• **Working data**:
PR #2048, opened 2022-01-05
Switch to JUnit 5

### LINKED ISSUE #1896: `build.gradle` project version is outdated

Marcono1234:
Resolves #1896 (see below)

Changes:
- Remove Gradle build support
The Gradle build setup is outdated, and trying to keep two setups (Maven and Gradle) up to date is error-prone. See also #1896.
Personally I think it would be useful to switch completely to Gradle at some point because its features such as [toolchains](https://docs.gradle.org/current/userguide/toolchains.html) make it easier to create a reliable build setup.
- Switch to JUnit 5
  - Reduce test class and method visibility to package-private (because JUnit 5 supports that). This is less verbose and also reduces unrelated test classes showing up in code completion while writing tests.
  - Consistently use `@Disabled` to disable tests (though maybe I missed some). Previously prefixes such as `disabled_` were used to disable test methods of `TestCase` subclasses.
  - Use `@BeforeEach` and `@AfterEach` for setup and teardown methods
  - Switch some method arguments because JUnit 4 has the assertion _message_ as first argument while JUnit 5 has it as last
  - Use Java 11 for compiling and running tests; IDE support for that is limited, see below

This pull request is 'complete', but I have marked it as Draft for now because there are some open issues:
- The `proto` module uses Google Truth which has a transitive dependency on JUnit 4; we therefore need to be careful to not accidentially mix JUnit 4 and JUnit 5 usage in the `proto` module
- Some IDEs (at least Eclipse IDE) only seem to support one Java version for the complete project. They do not understand that main and test sources should be compiled with different Java versions. JUnit 5 requires at least Java 8. This causes spurious IDE compiler errors, but running the tests might work nonetheless. However, it makes using newer Java features, such as lambdas for JUnit 5's `assertThrows` more annoying. And these spurious IDE compiler errors might be irritating for new contributors. Due to this I have also not replaced usage of `try { ... fail(); } catch (...) { }` constructs with `assertThrows` yet.
Note that Maven itself does not seem to have a problem with this.

Because this pull request removes a few test methods (see review comments), marks some as test but disables them with `@Disabled` and because some test methods are converted to parameterized tests, the number of executed tests changed slightly. However, it looks like all tests are still executed:
```diff
-[INFO] Tests run: 4, Failures: 0, Errors: 0, Skipped: 0 in com.google.gson.functional.ConcurrencyTest
+[INFO] Tests run: 2, Failures: 0, Errors: 0, Skipped: 0 in com.google.gson.functional.ConcurrencyTest

-[INFO] Tests run: 19, Failures: 0, Errors: 0, Skipped: 0 in com.google.gson.functional.CustomTypeAdaptersTest
+[WARNING] Tests run: 21, Failures: 0, Errors: 0, Skipped: 2 in com.google.gson.functional.CustomTypeAdaptersTest

-[INFO] Tests run: 5, Failures: 0, Errors: 0, Skipped: 0 in com.google.gson.functional.MapAsArrayTypeAdapterTest
+[WARNING] Tests run: 6, Failures: 0, Errors: 0, Skipped: 1 in com.google.gson.functional.MapAsArrayTypeAdapterTest

-[INFO] Tests run: 5, Failures: 0, Errors: 0, Skipped: 0 in com.google.gson.GsonBuilderTest
+[INFO] Tests run: 10, Failures: 0, Errors: 0, Skipped: 0 in com.google.gson.GsonBuilderTest

-[INFO] Running com.google.gson.metrics.PerformanceTest
-[INFO] Tests run: 1, Failures: 0, Errors: 0, Skipped: 0 in com.google.gson.metrics.PerformanceTest

-[INFO] Tests run: 12, Failures: 0, Errors: 0, Skipped: 0 in com.google.gson.MixedStreamTest
+[WARNING] Tests run: 13, Failures: 0, Errors: 0, Skipped: 1 in com.google.gson.MixedStreamTest

-[WARNING] Tests run: 20, Failures: 0, Errors: 0, Skipped: 1 in com.google.gson.stream.JsonReaderPathTest
+[INFO] Tests run: 19, Failures: 0, Errors: 0, Skipped: 0 in com.google.gson.stream.JsonReaderPathTest

-[INFO] Tests run: 121, Failures: 0, Errors: 0, Skipped: 0 in com.google.gson.stream.JsonReaderTest
+[WARNING] Tests run: 125, Failures: 0, Errors: 0, Skipped: 4 in com.google.gson.stream.JsonReaderTest
 ```
 (difference to 4ec67c00a08348bff6abe1a4a285f8a78483ee37)

If this pull request is merged, it is important to pay attention that new or existing PRs properly use `@Test` because merely naming a method `test...` will not suffice anymore.

No worries if you don't want to merge this pull request or if you want to wait until (eventually) the target Java version of this project is Java 8 or newer.

### CODE REVIEW

File: gson/pom.xml [hunk 1]
```diff
@@ -50,7 +50,6 @@
       <plugin>
         <groupId>org.apache.maven.plugins</groupId>
         <artifactId>maven-surefire-plugin</artifactId>
-        <version>3.0.0-M5</version>
```
Marcono1234, line 53: Is managed by parent now.

gson/src/main/java/com/google/gson/internal/JavaVersion.java
```diff
@@ -37,7 +37,7 @@ static int getMajorJavaVersion(String javaVersion) {
       version = extractBeginningInt(javaVersion);
     }
     if (version == -1) {
-      return 6;  // Choose minimum supported JDK version as default
+      return 7;  // Choose minimum supported JDK version as default
```
Marcono1234, line 40: Missed that for #2043, but this change currently has no effect anyway because Gson only uses `JavaVersion.isJava9OrLater()`.

gson/src/test/java/com/google/gson/GsonBuilderTest.java
```diff
@@ -16,53 +16,68 @@
...
-  public void testExcludeFieldsWithModifiers() {
+  @Test
+  void testExcludeFieldsWithModifiers() {
     Gson gson = new GsonBuilder()
         .excludeFieldsWithModifiers(Modifier.VOLATILE, Modifier.PRIVATE)
         .create();
     assertEquals("{\"d\":\"d\"}", gson.toJson(new HasModifiers()));
   }
 
-  public void testRegisterTypeAdapterForCoreType() {
```
Marcono1234, line 55: Previously this test was not performing any assertion (and was only testing that no exception is thrown?).
Have refactored it; see below.

gson/src/test/java/com/google/gson/JsonObjectTest.java
```diff
@@ -123,27 +136,30 @@ public void testPropertyWithQuotes() {
...
   }
 
-  public void testEqualsNonEmptyObject() {
+  @Test
+  void testEqualsNonEmptyObject() {
     JsonObject a = new JsonObject();
     JsonObject b = new JsonObject();
 
-    assertEquals(a, a);
+    assertTrue(a.equals(a));
```
Marcono1234, line 162: Changed this because `assertEquals` should not be used to test `equals` implementation (it might return fast without calling `equals` at all).

gson/src/test/java/com/google/gson/functional/ConcurrencyTest.java
```diff
@@ -15,62 +15,43 @@
...
+  @BeforeEach
+  void setUp() throws Exception {
     gson = new Gson();
   }
 
   /**
    * Source-code based on
    * http://groups.google.com/group/google-gson/browse_thread/thread/563bb51ee2495081
    */
-  public void testSingleThreadSerialization() {
```
Marcono1234, line 46: Removed these two test methods because they were not performing any assertion. And there are (probably) enough tests already performing basic reflection-based serialization and deserialization.

gson/src/test/java/com/google/gson/functional/MapTest.java
```diff
@@ -443,8 +485,8 @@ public void testSerializeMaps() {
     assertEquals("{\"a\":12,\"b\":null,\"c\":{\"test\":1,\"TestStringArray\":[\"one\",\"two\"]}}",
         new GsonBuilder().serializeNulls().create().toJson(map));
     assertEquals("{\n  \"a\": 12,\n  \"b\": null,\n  \"c\": "
-  		+ "{\n    \"test\": 1,\n    \"TestStringArray\": "
-  		+ "[\n      \"one\",\n      \"two\"\n    ]\n  }\n}",
+        + "{\n    \"test\": 1,\n    \"TestStringArray\": "
+        + "[\n      \"one\",\n      \"two\"\n    ]\n  }\n}",
```
Marcono1234, line 489: Was mixing tabs and spaces.

gson/src/test/java/com/google/gson/internal/bind/RecursiveTypesResolveTest.java
```diff
@@ -46,38 +46,42 @@
...
-
-  public void testRecursiveResolveSimple() {
+  @Test
+  void testRecursiveResolveSimple() {
     @SuppressWarnings("rawtypes")
     TypeAdapter<Foo1> adapter = new Gson().getAdapter(Foo1.class);
     assertNotNull(adapter);
   }
 
-  /**
```
Marcono1234, line 56: Changed this here and a few lines below because they are not Javadoc comments for a specific method.

gson/src/test/java/com/google/gson/stream/JsonReaderTest.java
```diff
@@ -561,24 +603,27 @@ public void testLongLargerThanMinLongThatWrapsAround() throws IOException {
...
   /**
    * Issue 1053, negative zero.
    * @throws Exception
    */
-  public void testNegativeZero() throws Exception {
-	  	JsonReader reader = new JsonReader(reader("[-0]"));
-	    reader.setLenient(false);
-	    reader.beginArray();
-	    assertEquals(NUMBER, reader.peek());
-	    assertEquals("-0", reader.nextString());
```
Marcono1234, line 574: Was using tabs and spaces for indentation.

pom.xml
```diff
@@ -68,13 +70,39 @@
...
+          </executions>
         </plugin>
+
+        <plugin>
+          <groupId>org.apache.maven.plugins</groupId>
+          <artifactId>maven-surefire-plugin</artifactId>
+          <version>3.0.0-M5</version>
+          <!-- Note: Ideally this would specify `jdkToolchain` to make sure 
+            a JDK >= ${testJavaVersion} is used, but unlike other plugins maven-surefire-plugin 
+            seems to fail when no Maven toolchains are configured locally -->
```
Marcono1234, line 103: The reason why this works for the compiler plugin is most likely a "quirk" (or bug?) because it simply [ignores any exception](https://github.com/apache/maven-compiler-plugin/blob/6335382f97aad2e69b9f9a0a4af3cf801cd29273/src/main/java/org/apache/maven/plugin/compiler/AbstractCompilerMojo.java#L1472-L1476) when the toolchain lookup fails.
Maybe we run into the same problem there as well once they fix that.

eamonnmcmanus:
I think it would make sense to switch the Gradle removal to a separate PR. I agree with the idea; we clearly haven't been maintaining the Gradle build and it's better to have nothing than something that misleads people into wasting time trying to make it work. It's conceivable that we would switch the build to Gradle at some point but given that Gson is in maintenance mode that might be hard to justify.

Concerning the switch to JUnit 5, internally Google is still on JUnit 4 with no concrete plans to migrate to JUnit 5. So I don't think we can take that change. We'd certainly be interested in a change upgrading the JUnit 3 tests to JUnit 4. Though that would lead to a lot of churn, the improvement is enough to justify it.

Marcono1234:
Ok, I am closing this pull request then for now. Maybe it becomes relevant in the future again, or it might serve as basis for converting JUnit 3 tests to JUnit 4 tests, in case someone wants to do that.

• **Work task**: Among the entries above, the lines between the ones containing "- Remove Gradle build support" and "The Gradle build setup", inclusive, are to be transcribed exactly. No other line is to be given.

• **Response to this task**:
- Remove Gradle build support
The Gradle build setup is outdated, and trying to keep two setups (Maven and Gradle) up to date is error-prone. See also #1896.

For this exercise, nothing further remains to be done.